2. The Use of New Technologies

The Border Security Bill recognizes that in order to gather and make accessible a great range of information about individuals and their identities, it is critical to make use of existing and emerging technologies to achieve the most reliable means of verifying identity. The bill seeks to upgrade the technological capacities of the government so that federal agency personnel are better trained and equipped to use new technologies to effectively screen out potential terrorists. The bill also includes provisions for the issuance of machine-readable, tamper-resistant, travel documents with biometric identifiers that would promote the use of secure passports and visas resistant to counterfeiting. The federal government needs to fund the development and use of these new technologies and ensure that the various federal agencies coordinate compatible efforts in this area. Given the importance and complexity of these efforts relative to the short time frames provided in the bill, Congress needs to be willing to modify these deadlines as needed.

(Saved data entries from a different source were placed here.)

PR #293, opened 2020-05-08
fix: set x-goog-api-client as internal header

kolea2:


google-cloud-bigtable/src/test/java/com/google/cloud/bigtable/data/v2/stub/HeadersTest.java
```diff
@@ -104,6 +105,11 @@ public void setUp() throws Exception {
                 .setElementCountThreshold(1L)
                 .build());
 
+    // getInternalHeaderProvider is a protected method so we can't call it, instead ensure that
+    // headers were not set here. the test will assert the full header later on
+    if (!(settings.stubSettings().getHeaderProvider() instanceof NoHeaderProvider)) {
+      throw new AssertionError("header provider should not be set");
+    }
```
igorbernstein2, line 112: I dont love this:
- we shouldnt test things in setup()...it should only setup the environment for the test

It also is important to recognize that as we attempt to strategically balance our security concerns with our economic needs, we need to test these new technologies and staff them appropriately. And the need is acute. After September 11, people in the border pedestrian lines waited 4 to 6 hours to enter the U.S., due to the mandate that all applicants for entry be subjected to an Interagency Border Inspection System (IBIS) security check. Because of a lack of scanners, other equipment, and staffing, the ports were backlogged and incapable of initiating any inspection efficiencies.

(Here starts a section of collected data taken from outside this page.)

PR #299, opened 2020-05-11
feat: adding utility to transform protobuf into model object

### LINKED ISSUE #297: Create fromProtobuf utility method in existing models
**Please describe requested feature? ** 
User should be able to transform protobuf object into bigtable client's model object. Similar to:
https://github.com/googleapis/java-bigtable/blob/43744924be03ee862d071be6cc6d07683945aa9d/google-cloud-bigtable/src/main/java/com/google/cloud/bigtable/data/v2/models/Query.java#L272-L285

**Additional context**
Discussed offline in the last meeting.

rahulKQL:
Fixes #297

With this commit, the User shall be able to transform protobuf object to bigtable client's specific model objects.

- [X] Make sure to open an issue as a [bug/issue](https://github.com/googleapis/java-bigtable/issues/new/choose) before writing your code!  That way we can discuss the change, evaluate designs, and agree on the general idea

### DIFF
--- a/google-cloud-bigtable/src/main/java/com/google/cloud/bigtable/data/v2/models/BulkMutation.java
+++ b/google-cloud-bigtable/src/main/java/com/google/cloud/bigtable/data/v2/models/BulkMutation.java
@@ -118,11 +118,16 @@ public final class BulkMutation implements Serializable, Cloneable {
   /**
    * Wraps the protobuf {@link MutateRowsRequest}.
    *
-   * <p>WARNING: Please note that the table name will be overwritten by the configuration in the
-   * BigtableDataClient. The mutation must always be idempotent because it would be retried.
+   * <p>This is meant for advanced usage only. Please ensure that the MutateRowsRequest does not use
+   * server side timestamps. The BigtableDataClient assumes that mutation present in BulkMutation
+   * are idempotent and is configured to enable retries by default. If serverside timestamps are
+   * enabled then that can lead to duplicate mutations.
+   *
+   * <p>WARNING: when applied, the resulting mutation object will ignore the project id and instance
+   * id in the table_name and instead apply the configuration in the client.
    */
   @BetaApi
-  public static BulkMutation fromProtobuf(@Nonnull MutateRowsRequest request) {
+  public static BulkMutation fromProto(@Nonnull MutateRowsRequest request) {
     BulkMutation bulkMutation =
         BulkMutation.create(NameUtil.extractTableIdFromTableName(request.getTableName()));
     bulkMutation.builder = request.toBuilder();
--- a/google-cloud-bigtable/src/main/java/com/google/cloud/bigtable/data/v2/models/BulkMutation.java
+++ b/google-cloud-bigtable/src/main/java/com/google/cloud/bigtable/data/v2/models/BulkMutation.java
@@ -114,6 +114,20 @@ public final class BulkMutation implements Serializable, Cloneable {
         .build();
   }
 
+  /**
+   * Wraps the protobuf {@link MutateRowsRequest}.
+   *
+   * <p>WARNING: Please note that the project id & instance id in the table name will be overwritten
+   * by the configuration in the BigtableDataClient.
+   */
+  public static BulkMutation fromProtobuf(@Nonnull MutateRowsRequest request) {
+    BulkMutation bulkMutation =
+        BulkMutation.create(NameUtil.extractTableIdFromTableName(request.getTableName()));
+    bulkMutation.builder = request.toBuilder();
+
+    return bulkMutation;
+  }
+
   /** Creates a copy of {@link BulkMutation}. */
   @Override
   public BulkMutation clone() {
--- a/google-cloud-bigtable/src/main/java/com/google/cloud/bigtable/data/v2/models/BulkMutation.java
+++ b/google-cloud-bigtable/src/main/java/com/google/cloud/bigtable/data/v2/models/BulkMutation.java
@@ -15,6 +15,7 @@
  */
 package com.google.cloud.bigtable.data.v2.models;
 
+import com.google.api.core.BetaApi;
 import com.google.api.core.InternalApi;
 import com.google.bigtable.v2.MutateRowsRequest;
 import com.google.cloud.bigtable.data.v2.internal.NameUtil;
@@ -117,9 +118,10 @@ public final class BulkMutation implements Serializable, Cloneable {
   /**
    * Wraps the protobuf {@link MutateRowsRequest}.
    *
-   * <p>WARNING: Please note that the project id & instance id in the table name will be overwritten
-   * by the configuration in the BigtableDataClient.
+   * <p>WARNING: Please note that the table name will be overwritten by the configuration in the
+   * BigtableDataClient. The mutation must always be idempotent because it would be retried.
    */
+  @BetaApi
   public static BulkMutation fromProtobuf(@Nonnull MutateRowsRequest request) {
     BulkMutation bulkMutation =
         BulkMutation.create(NameUtil.extractTableIdFromTableName(request.getTableName()));
--- a/google-cloud-bigtable/src/main/java/com/google/cloud/bigtable/data/v2/models/ConditionalRowMutation.java
+++ b/google-cloud-bigtable/src/main/java/com/google/cloud/bigtable/data/v2/models/ConditionalRowMutation.java
@@ -15,6 +15,7 @@
  */
 package com.google.cloud.bigtable.data.v2.models;
 
+import com.google.api.core.BetaApi;
 import com.google.api.core.InternalApi;
 import com.google.bigtable.v2.CheckAndMutateRowRequest;
 import com.google.cloud.bigtable.data.v2.internal.NameUtil;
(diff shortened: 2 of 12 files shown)


google-cloud-bigtable/src/main/java/com/google/cloud/bigtable/data/v2/models/BulkMutation.java
```diff
@@ -114,6 +114,20 @@ public MutateRowsRequest toProto(RequestContext requestContext) {
         .build();
   }
 
+  /**
+   * Wraps the protobuf {@link MutateRowsRequest}.
+   *
+   * <p>WARNING: Please note that the project id & instance id in the table name will be overwritten
```
igorbernstein2, line 120: just the table name

igorbernstein2: Also please add a warning that the mutations should be idempotent (ie should not use server timestamps) because the mutations will be retried

igorbernstein2: Also, lets mark this as BetaApi, in case this doesn't prove useful

google-cloud-bigtable/src/main/java/com/google/cloud/bigtable/data/v2/models/ConditionalRowMutation.java
```diff
@@ -136,4 +136,19 @@ public CheckAndMutateRowRequest toProto(RequestContext requestContext) {
         .setAppProfileId(requestContext.getAppProfileId())
         .build();
   }
+
+  /**
+   * Wraps the protobuf {@link CheckAndMutateRowRequest}.
+   *
+   * <p>WARNING: Please note that the project id & instance id in the table name will be overwritten
+   * by the configuration in the BigtableDataClient.
+   */
```
igorbernstein2, line 145: Same notes as BulkMutation, but you dont need to comment about idempotency this rpc is not retried

google-cloud-bigtable/src/main/java/com/google/cloud/bigtable/data/v2/models/ReadModifyWriteRow.java
```diff
@@ -137,4 +137,19 @@ public ReadModifyWriteRowRequest toProto(RequestContext requestContext) {
         .setAppProfileId(requestContext.getAppProfileId())
         .build();
   }
+
+  /**
+   * Wraps the protobuf {@link ReadModifyWriteRowRequest}.
+   *
+   * <p>WARNING: Please note that the project id & instance id in the table name will be overwritten
+   * by the configuration in the BigtableDataClient.
+   */
```
igorbernstein2, line 146: same as ConditionalRowMutation

google-cloud-bigtable/src/main/java/com/google/cloud/bigtable/data/v2/models/RowMutation.java
```diff
@@ -214,4 +214,18 @@ public MutateRowsRequest toBulkProto(RequestContext requestContext) {
             Entry.newBuilder().setRowKey(key).addAllMutations(mutation.getMutations()).build())
         .build();
   }
+
+  /**
+   * Wraps the protobuf {@link MutateRowRequest}.
+   *
+   * <p>WARNING: Please note that the project id & instance id in the table name will be overwritten
+   * by the configuration in the BigtableDataClient.
```
igorbernstein2, line 222: Same as bulk mutation

google-cloud-bigtable/src/main/java/com/google/cloud/bigtable/data/v2/models/RowMutationEntry.java
```diff
@@ -177,4 +178,11 @@ public RowMutationEntry deleteRow() {
         .addAllMutations(mutation.getMutations())
         .build();
   }
+
+  /** Wraps the protobuf {@link MutateRowRequest}. */
+  public static RowMutationEntry fromProtobuf(MutateRowsRequest.Entry request) {
+    // TODO: Should we have an option for Mutation.fromProto(List<com.google.bigtable.v2.Mutation>)?
+    return new RowMutationEntry(
+        request.getRowKey(), Mutation.fromProtoUnsafe(request.getMutationsList()));
+  }
```
igorbernstein2, line 187: I dont think we need this...its only used by BulkMutation and if someone is using BulkMutation, they are already using the models

google-cloud-bigtable/src/main/java/com/google/cloud/bigtable/data/v2/models/BulkMutation.java
rahulKQL: Thanks for the review, I have updated the JavaDoc with the same information. PTAL

google-cloud-bigtable/src/main/java/com/google/cloud/bigtable/data/v2/models/ConditionalRowMutation.java
```diff
@@ -136,4 +137,20 @@ public CheckAndMutateRowRequest toProto(RequestContext requestContext) {
...
   }
+
+  /**
+   * Wraps the protobuf {@link CheckAndMutateRowRequest}.
+   *
+   * <p>WARNING: Please note that the table name will be overwritten by the configuration in the
+   * BigtableDataClient. The mutation must always be idempotent because it would be retried.
+   */
+  @BetaApi
+  public static ConditionalRowMutation fromProtobuf(@Nonnull CheckAndMutateRowRequest request) {
```
igorbernstein2, line 148: Here and everywhere else, please stay consistent with existing `fromProto` methods

google-cloud-bigtable/src/main/java/com/google/cloud/bigtable/data/v2/models/Mutation.java
```diff
@@ -87,6 +87,17 @@ public static Mutation fromProtoUnsafe(List<com.google.bigtable.v2.Mutation> pro
     return mutation;
   }
 
+  /**
+   * Wraps the List of protobuf {@link com.google.bigtable.v2.Mutation}. This method creates a
+   * mutation instance that is idempotent in nature, which could safely be retried.
```
igorbernstein2, line 92: This javadoc is not quite right. Please rephrase to:

```
Constructs a row mutation from an existing protobuf object.

<p>Callers must ensure that the protobuf argument is not using serverside timestamps. The client assumes that all mutations are idempotent and will retry in case of transient errors. This can lead to row duplication.

<p>When applied, the resulting Mutation object will ignore the project id and instance id in the table_name and instead apply the configuration in the client
```

igorbernstein2: Actually nevermind, please remove this fromProto method altogether. This object is not a top level model so from proto is not needed here

google-cloud-bigtable/src/main/java/com/google/cloud/bigtable/data/v2/models/RowMutation.java
```diff
@@ -214,4 +215,18 @@ public MutateRowsRequest toBulkProto(RequestContext requestContext) {
             Entry.newBuilder().setRowKey(key).addAllMutations(mutation.getMutations()).build())
         .build();
   }
+
+  /**
+   * Wraps the protobuf {@link MutateRowRequest}.
+   *
+   * <p>WARNING: Please note that the table name will be overwritten by the configuration in the
+   * BigtableDataClient. The mutation must always be idempotent because it would be retried.
```
igorbernstein2, line 223: Please replace with:

```
<p>Please ensure that the MutateRowRequest does not use server side timestamps. The BigtableDataClient assumes that RowMutations are idempotent and is configured to enable retries by default. If serverside timestamps are enabled, this can lead to duplicate mutations
```

google-cloud-bigtable/src/main/java/com/google/cloud/bigtable/data/v2/models/BulkMutation.java
```diff
@@ -114,6 +115,21 @@ public MutateRowsRequest toProto(RequestContext requestContext) {
         .build();
   }
 
+  /**
+   * Wraps the protobuf {@link MutateRowsRequest}.
+   *
+   * <p>WARNING: Please note that the table name will be overwritten by the configuration in the
+   * BigtableDataClient. The mutation must always be idempotent because it would be retried.
```
igorbernstein2, line 122: `The mutation must always be idempotent because it would be retried.` needs to be explained more, please add a similar warning as described below for RowMutation.

google-cloud-bigtable/src/main/java/com/google/cloud/bigtable/data/v2/models/Mutation.java
rahulKQL: It seems we need this utility for `RowMutation#fromProto`. At present, there is no other option to create `model.Mutation` from List of proto `com.google.bigtable.v2.Mutation`.

igorbernstein2: ok, can it be package private? or internalapi?

google-cloud-bigtable/src/main/java/com/google/cloud/bigtable/data/v2/models/Mutation.java
```diff
@@ -87,6 +88,23 @@ public static Mutation fromProtoUnsafe(List<com.google.bigtable.v2.Mutation> pro
...
+   * Constructs a row mutation from an existing protobuf object.
+   *
+   * <p>Callers must ensure that the protobuf argument is not using serverside timestamps. The
+   * client assumes that all mutations are idempotent and will retry in case of transient errors.
+   * This can lead to row duplication.
+   *
+   * <p>When applied, the resulting Mutation object will ignore the project id and instance id in
+   * the table_name and instead apply the configuration in the client
+   */
+  @VisibleForTesting
```
igorbernstein2, line 101: Why is this visible for testing? I thought it was needed by RowMutation?

rahulKQL: This was my overlook, I have removed the unneeded annotation. PTAL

3. Interoperable Data System, Lookout Lists, and Protections

The Enhanced Security Bill includes a provision requiring the development and implementation of an interoperable data system to provide current and immediate access to information contained in the databases of federal law enforcement agencies and the intelligence community that is relevant to visa issuance determinations and determinations of an alien’s admissibility or removability. U.S. federal agencies, as well as international law enforcement officials, need real time, direct access to certain information from the different agencies’ databases. The “lookout lists” created by these databases include the names of people who should not be admitted to the U.S. or who should be pulled aside for questioning should the authorities come into contact with them. Increased funding would allow the agencies to build up their technological capacities so that DOS and INS could directly access the FBI’s and other agencies’ databases. Direct and timely access to this data would enable law enforcement agencies to act immediately to identify those high-risk individuals who seek to enter the U.S. or receive other immigration benefits. Names and relevant identifying information could assist agencies in interdicting individuals.

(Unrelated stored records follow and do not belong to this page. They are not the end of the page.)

PR #313, opened 2020-05-18
chore(fix): unflake MetricsTracerTest

### LINKED ISSUE #310: Investigate flaky MetricsTracerTest
https://github.com/googleapis/java-bigtable/runs/685522354#step:5:3538

kolea2:
Fixes #310

### DIFF
--- a/google-cloud-bigtable/src/test/java/com/google/cloud/bigtable/data/v2/stub/metrics/MetricsTracerTest.java
+++ b/google-cloud-bigtable/src/test/java/com/google/cloud/bigtable/data/v2/stub/metrics/MetricsTracerTest.java
@@ -206,9 +206,8 @@ public class MetricsTracerTest {
 
   @Test
   public void testReadRowsFirstRow() throws InterruptedException {
-    final long beforeSleep = 40;
-    final long afterSleep = 40;
-
+    final long beforeSleep = 60;
+    final long afterSleep = 60;
 
     doAnswer(
             new Answer() {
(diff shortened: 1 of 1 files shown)


igorbernstein2:
I dont think this will fix the flakiness. I think the issue is that there is a race between the server thread (the emulator) and the client recording the duration:

client: starts 2 timers (first response, overall op) and sends request
server: sleeps(beforeSleep), sends response
> race starts now
server: sleeps (afterSleep)
client: stops first response timer

server: finishes the call
client: stops overall timer

if the client won the race then timer will not be greater than  overall timer - afterSleep, however if the server won the race then this condition will not be true.

I think the easiest fix is to add some slop to:
assertThat(firstRowLatency).isIn(Range.closed(beforeSleep, elapsed - afterSleep));

something like:
assertThat(firstRowLatency).isIn(Range.closed(beforeSleep, elapsed - afterSleep/2));

google-cloud-bigtable/src/test/java/com/google/cloud/bigtable/data/v2/stub/metrics/MetricsTracerTest.java
```diff
@@ -237,7 +237,7 @@ public Object answer(InvocationOnMock invocation) throws Throwable {
         getAggregationValueAsLong(
             RpcViewConstants.BIGTABLE_READ_ROWS_FIRST_ROW_LATENCY_VIEW,
             ImmutableMap.<TagKey, TagValue>of());
-    assertThat(firstRowLatency).isIn(Range.closed(beforeSleep, elapsed - afterSleep));
+    assertThat(firstRowLatency).isIn(Range.closed(beforeSleep, elapsed - afterSleep / 2));
```
igorbernstein2, line 240: Please add a comment explaining whats happening :)

PR #335, opened 2020-06-09
Revert "fix: change app_profile_id to the correct header app_profile"

igorbernstein2:
Reverts googleapis/java-bigtable#318

The header keys should match the request fields


tonytanger:
LGTM!

PR #350, opened 2020-06-17
feat(deps): adopt flatten plugin and google-cloud-shared-dependencies

yangnuoyu:


igorbernstein2:
Please attach a diff of how the dependencies change for end users

stephaniewang526:
> Please attach a diff of how the dependencies change for end users

@igorbernstein2 there is no change in dependency list for end users -- i added a kokoro check for this in dependencies.sh to ensure accuracy. The only difference is that transitive dependencies are resolved to be direct. i will share my doc with you for further details. Thanks.

igorbernstein2:
Looking at the main artifact, the proposed change will affect the following deps (by pulling them up to the top level). 

```
[INFO] |  \- javax.annotation:javax.annotation-api:jar:1.3.2:compile

[INFO] |  +- com.google.http-client:google-http-client:jar:1.36.0:compile
[INFO] |  |  +- org.apache.httpcomponents:httpclient:jar:4.5.12:compile
[INFO] |  |  |  +- commons-logging:commons-logging:jar:1.2:compile
[INFO] |  |  |  \- commons-codec:commons-codec:jar:1.11:compile
[INFO] |  |  +- org.apache.httpcomponents:httpcore:jar:4.4.13:compile
[INFO] |  |  \- io.opencensus:opencensus-contrib-http-util:jar:0.24.0:compile
[INFO] |  \- com.google.http-client:google-http-client-jackson2:jar:1.36.0:compile
[INFO] |     \- com.fasterxml.jackson.core:jackson-core:jar:2.11.1:compile

[INFO] |  +- com.google.guava:failureaccess:jar:1.0.1:compile
[INFO] |  +- com.google.guava:listenablefuture:jar:9999.0-empty-to-avoid-conflict-with-guava:compile
[INFO] |  +- org.checkerframework:checker-compat-qual:jar:2.5.5:compile
[INFO] |  +- com.google.errorprone:error_prone_annotations:jar:2.4.0:compile
[INFO] |  \- com.google.j2objc:j2objc-annotations:jar:1.3:compile

[INFO] |  \- com.google.code.gson:gson:jar:2.8.6:compile
[INFO] |  +- org.apache.commons:commons-lang3:jar:3.5:runtime
[INFO] |  \- org.conscrypt:conscrypt-openjdk-uber:jar:2.2.1:runtime

[INFO] |  \- org.codehaus.mojo:animal-sniffer-annotations:jar:1.19:runtime
```

This means that those libraries might change version in customer applications if bigtable was tied for a version. But I dont see any tangible negative effects that this would have.

I think we can probably merge

PR #84, opened 2022-08-29
Work on FIXMEs part 1

arbulu89:
First round of fixes and refactoring of the project code `FIXME` entries.

More to come, but I wanted to keep them small.

Next:
- Continue with the remaining FIXMEs
- Use proper testing suites in all tests
- Move to individual test packages

PR #85, opened 2022-08-30
Move the individual unit test function to suites

arbulu89:
Move the existing individual unit test to test suites.

PD: The sapsystem.go tests are dealt in: https://github.com/trento-project/agent/pull/84


rtorrero (approved):
Green light from me, GJ @arbulu89

PR #87, opened 2022-09-01
Fixmes round 2

arbulu89:
Second (and last by now) part of the FIXMEs battle.

It includes all the needed changes to fix all the current FIXMEs (which doesn't mean some might be unknown).

** I know, the PR might look super big, and it includes many file changes. But 95% of them are just copy/paste things, so it shouldn't need a thorough and deep review. In essence, the functionality reamins 100% the same than before.**
** I thought better to do it in a unique PR, otherwise, I would need several PRs, that would most probably consume more time on reviews**

Basically:
- Move the commandexecutor.go code to utils, as it is needed in more parts than only the fact gathering. This way, I reused this interface in all the needed places to later on mock it in the tests.
- It applies dependency injection in all the required code to avoid the usage of globals. Mainly, to run system commands.
- Define the variables declarative way instead of imperative way. This means that the fields are set when the variable is created, and not afterwards using assignments.
- Split the `sapsystem.go` code in smaller files.
- Remove many of the command execution mocks spreaded around the code, as we have a unique one now.
- Remove not used `mapstructure` annotations. They were old legacy annotations. We don't use this library anymore.
- Move the test fixture files to the correct fixtures folders instead of letting them hanging in the main `test` folder.


internal/sapsystem/sapsystem.go
```diff
@@ -298,24 +275,19 @@ func getDBAddress(system *SAPSystem) (string, error) {
...
+		return getUniqueIDHana(fs, sid)
 	case Application:
-		id, err = getUniqueIDApplication(system.SID)
+		return getUniqueIDApplication(executor, sid)
 	case DiagnosticsAgent:
-		id, err = getUniqueIDDiagnostics(fs)
+		return getUniqueIDDiagnostics(fs)
 	case Unknown:
-		id = "-"
+		return "-", nil
```
rtorrero, line 287: We could use a `default` here and avoid having the `return "-", nil` repeated again on the next line

rtorrero (approved):
Some minor comments left, overall LGTM

CDimonaco (approved):
LGTM

arbulu89:
Hey @rtorrero @CDimonaco ,
I'm closing this PR and open subsequent smaller PRs. The conflicts got difficult to fix, so let's try to go step by step

PR #88, opened 2022-09-02
Publish gathered facts using contract

arbulu89:
First interaction with the [contracts](https://github.com/trento-project/contracts) repository to publish the gathered facts.

Basically, it uses the contracts project to build the answer.

I have introduced the `policy.go` file to make it as similar as the wanda side (followed the old PR: https://github.com/trento-project/agent/pull/73). The facts gathering request logic will go in this file as well.

Some next step:
- Create a `entities` package within the `factsengine` to store the used structs (now in facts.go). We need to align the structs there with the ones defined in the contracts, following similar naming convention, fields, etc
- Unify naming conventions and rabbitmq usage values, like exchange names, queues, etc
- Do the same operation with the facts gathering request message, which is consumed by the agent. Pending to define the format of this message yet.


CDimonaco (approved):
LGTM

The bill also includes important safeguards against potential abuse of this data by: limiting the redissemination of information; ensuring that such information is used solely to determine whether to issue a visa or to determine admissibility or removability; ensuring the accuracy, security, and confidentiality of information; protecting any privacy rights of individuals who are the subject of such information; providing for the timely removal and destruction of obsolete or inaccurate information; and doing so in a manner that protects the sources and methods used to acquire intelligence information. The bill also addresses the need for algorithms to account for various name and language transliterations.

Such safeguards will become even more necessary as the lists increase in size and unfamiliar names from various regions of the world may be incorrectly keyed in to a database. We must make every effort to ensure the accuracy and timeliness of the names on these lists so that the right, not wrong, individual is targeted.

4. Needed Reforms at U.S. Consulates

The Enhanced Security Bill recognizes that our intelligence gathering can be further improved by increasing funding for the DOS, improving training for consular officers, reforming the Visa Waiver Program, tracking stolen passports, establishing a Terrorist Lookout Committee, restricting visa issuance procedures for those from designated states sponsoring terrorism, and enhancing the access of the DOS to information relevant to screening visa applicants who pose a potential threat to the safety and security of the U.S. Consular staff cannot be expected to interdict potential terrorists without timely access to relevant intelligence and agency database information, access to the Internet, and relevant training. In addition, to properly address security concerns, DOS needs additional consular staff as well as the attendant support staff and facilities.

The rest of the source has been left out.